Затем, я не усматриваю, какое отношение все это имеет к пониманию моего третьего определения. Не усматриваю я также и того, почему это определение затрудняет вас. Определение это в том виде, как я его, если не ошибаюсь, сообщил вам, гласит: «Под субстанцией я разумею то, что существует в себе и мыслится (представляется — concipitur) через себя, т.е. то, понятие (представление — conceptus) чего не заключает в себе понятия другой вещи. Под атрибутом я разумею то же самое, с тем только различием, что атрибутом это называется по отношению к интеллекту (уму — intellectus), приписывающему (tribuere) субстанции такую именно определенную природу» 40. Определение это достаточно ясно раскрывает, что я хочу разуметь под субстанцией или (sive) атрибутом. Но если вы тем не менее желаете, чтобы я объяснил вам на примере (в котором, собственно говоря, нет никакой надобности), каким образом одна и та же вещь может обозначаться двумя разными именами, то не поскуплюсь на целых два. Первый пример: под именем Израиля разумеется третий патриарх, но он же известен и под именем Иакова, причем последнее имя получено им за то,

416


что он схватил пятку брата своего 41. Второй пример: под плоским я разумею то, что отражает все лучи света без какого бы то ни было изменения; то же самое я разумею и под белым, с тем только различием, что белым это называется по отношению к человеку, смотрящему на плоскую [поверхность] 42.

Я полагаю, что я полностью ответил на все ваши вопросы. Теперь я буду ждать вашего суждения; и если еще что-нибудь имеется такого, что, по вашему мнению, нехорошо или недостаточно ясно доказано, не постесняйтесь указать мне на это. И т.д. 43

[Рейнсбург, конец февраля 1663 г.]

^ ПИСЬМО 10 44

Ученейшему юноше Симону де Врису

от Б. д. С.

Уважаемый друг!

Вы спрашиваете меня: нуждаемся ли мы в опыте (ехреrientia), чтобы знать, истинно ли определение (definito) какого-нибудь атрибута. Отвечу на это, что в опыте мы нуждаемся только в отношении к тому, что не может быть выведено из определения вещи, как например существование модусов, ибо оно не может быть выведено из определения вещи. Но мы не нуждаемся .в опыте в отношении таких предметов, существование которых неотделимо от их сущности и вследствие этого может быть выведено из их определения. Более того: никакой опыт никогда не сможет научить нас этому, ибо опыт не учит никаким сущностям вещей. Самое большее, что он может сделать — это таким образом детерминировать нашу мысль (дух, душу — mens), чтобы она была направлена только на определенные сущности вещей. Поэтому так как существование атрибутов не различается от их сущности, то никаким опытом мы не сможем постигнуть его.
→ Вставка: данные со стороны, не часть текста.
Issue #298, opened 2017-12-20
"WebSocket connection closed" after clicking tabs in specific order


PatrykSzwer:
### Steps to reproduce
1. Go to `http://localhost:8080/WebsiteEditor`
2. Click two times at tab `Surface groups`
3. Click on `All routes` tab.
### Expected result
No errors
### Actual result
![image](https://user-images.githubusercontent.com/25042256/34200554-d1490f72-e571-11e7-90f3-0d26e88f5d59.png)

##### Starcounter version 2.3.1.8061

cc: @un-tone

warpech:
@PatrykSzwer please always try to report the visible reason for the error if possible.

 "WebSocket connection closed" is not the reason but the symptom of an exception that happens on the server while applying a patch.

The real reason is `Starcounter.DbException: ScErrTransactionClosed....` and is logged in the full form on the server. The error log is available in Administrator > Logs.

warpech:
PRs #309 and #300 went out of scope of the final release of Website. They should be fixed in BlendingProvider.

PatrykSzwer:
In that case I'll just close this issue, and move it to Blending repository already.

PR #309, opened 2018-01-04
Fixed wrapping

un-tone:
Separated from #300 since it does not really relate to #298 issue.

These lines have typos: https://github.com/Starcounter/Website/blob/70ad491f486fc2ad8c2e4c769f6fb65233fb5187/src/WebsiteProvider/Api/ContentHandlers.cs#L234 and https://github.com/Starcounter/Website/blob/70ad491f486fc2ad8c2e4c769f6fb65233fb5187/src/WebsiteProvider/Api/ContentHandlers.cs#L238

After fixing it one test didn't pass. So the other changes here fixes the case when upper-level wrappers are not being updated even if the original content is.


un-tone:
The fix does not require adding new tests. The existing one already covers it.

PatrykSzwer:
Could You add some small comment/s about those changes? I'm afraid that reason of those will disappear in time.

`. So the other changes here fixes the case when upper-level wrappers are not being updated even if the original content is.`
Which changes Did You mention here? You mean all other changes except replacing `restoredFromSession = true;` with `restoredFromSession = false;` and opposite are for test purposes?

warpech:
I just discussed with @un-tone that this we should not rush with including this PR. The final version of WebsiteProvider can go without it.

This PR should be closed and properly fixed with tests in BlendingProvider. @un-tone will take care of it next week.

Issue #308, opened 2018-01-03
Remove viewport meta tag creation script from ResponsiveSurface.html


alshakero:
It's redundant now.

Lines of interest: https://github.com/Starcounter/Website/blob/70ad491f486fc2ad8c2e4c769f6fb65233fb5187/src/WebsiteProvider/wwwroot/WebsiteProvider/surfaces/ResponsiveSurface.html#L35-L42

More on this in this commit https://github.com/Starcounter/level1/commit/61e4eaaaa6607c07389505f77ab34ce1b8ed6849.

PatrykSzwer:
This issue is moved to https://github.com/Starcounter/Blending/issues/7

PR #310, opened 2018-01-04
Removed redundant viewport meta tag creation script

PatrykSzwer:
For #308


alshakero:
We only added this meta tag to 2.4. This PR base should be `master-2.4`, also, same issue applies to Blending app.

PatrykSzwer:
You're right, my bad. I've rebased this PR on `master-2.4`

PatrykSzwer:
Since I've released final version of website already, and this change isn't crucial, let's move this to blending app already.

PR #13, opened 2022-09-27
Retrieve spectrum data from AWS

Carifio24:
This PR changes the story to pull the data for spectra from AWS, rather than using local files, and thus clears out all of the spectra from the data folder. This has the advantage of reducing the repository size. Additionally, if we decide to modify the set of galaxies at some point, no change is needed here.

To accomplish this, I've moved all of the spectrum files into an S3 bucket on AWS whose policy allows the spectrum files to be publicly viewable. In the Hubble story, the data is fetched by making a GET request to our server (which is currently just a redirect to the URL of the appropriate file in the S3 bucket, but this layer of indirection might be useful in the future). The content of the response is put into an `io.BytesIO` object, which we can then load into glue using its FITS data factory. Each spectrum file is 172 kB, so I don't think this should pose much of an issue from a network perspective.


nmearl:
This is great, @Carifio24!

PR #15, opened 2022-10-03
Remove user ability to measure spectrum wavelength until on the correct part of the story

johnarban:
Removed mouse callbacks from SpecView class and placed them into StageOne._on_marker_update. This way those callback are only active when we want them. Users can click on the spectrum once they reach marker obs_wav1


patudom:
Looking good in the spectrum viewer. We also need to disable the table viewer from listening to the click events because it is still populating measurement values even though they are not appearing in the graph. There is also a flag on the "Observed Wavelength" guideline that shouldn't let the user advance until a measurement has been made while on that particular guideline.

Screen Shot 2022-10-03 at 11 51 24 AM

johnarban:
The last commit just added to the PR fixes the issue with it adding the point to the data table, by moving the callback associated with that action to the `_on_marker_update` method. 

The flag you mentioned is still present.

PR #16, opened 2022-10-03
Remove Ell and Irr galaxy slides from Dos and Donts

johnarban:
Remove the Elliptical and Irregular galaxies from the Angular Size measurements “Do’s & Don’ts” slideshow


patudom:
Please also update the following:

- Remove the slide "Field with Multiple Objects"
- Remove the slide "Galaxy Cluster" (since almost all the galaxies we have in clusters will be elliptical)

On the "Colliding Galaxies" slide:
- Update the title to be "Field with Multiple Objects"
- Update the text to say something like "Some fields have multiple objects, such as stars or galaxies, including merging companions or galaxy cluster members."
- Update caption of the "Don't" image to say "Measure across both galaxies, and don't measure other galaxies that are not in the center in the field."

patudom:
Closed this PR because there was a merge conflict that was unresolved. See PR #20 instead.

Далее Вы спрашиваете, являются ли вечными истинами 45 также и вещи и состояния вещей? Я отвечаю: несомненно. Если же Вы спросите меня, почему я их не называю вечными истинами, то я скажу: с целью отличить их (как это

417


принято всеми) от тех истин, которые но выражают никакой вещи или состояния вещи, — вроде, например, следующей: «Из ничего ничего не происходит». Такое и подобные ему положения и называются в собственном смысле вечными истинами, причем этим хотят обозначить только то, что подобные истины не имеют никакого местопребывания вне мысли (extra mentem). И т.д.

[Рейнсбург, март 1663 г.]

ПИСЬМО 11 46

^ Славнейшему мужу Б. д. С.

от Генриха Ольденбурга.

Превосходнейший муж, дорогой друг!

Я мог бы привести много причин в оправдание моего долгого молчания, но все они сводятся к двум главным: к нездоровью благороднейшего Бойля и к массе дел, отвлекавших меня самого. Нездоровье-то и препятствовало Бойлю раньше ответить на Ваши возражения относительно селитры; я же в течение последних нескольких месяцев был до такой степени завален делами, что почти не принадлежал самому себе, а потому и не мог исполнить того, что считаю по отношению к Вам своей первейшей обязанностью. Душевно радуюсь, что теперь оба эти препятствия устранены (по крайней мере на время) и я могу возобновить сношения с таким другом, как Вы. Делаю это с величайшим удовольствием и с твердым намерением приложить с помощью божией все старания к тому, чтобы в дальнейшем наша переписка не прерывалась на столь долгое время.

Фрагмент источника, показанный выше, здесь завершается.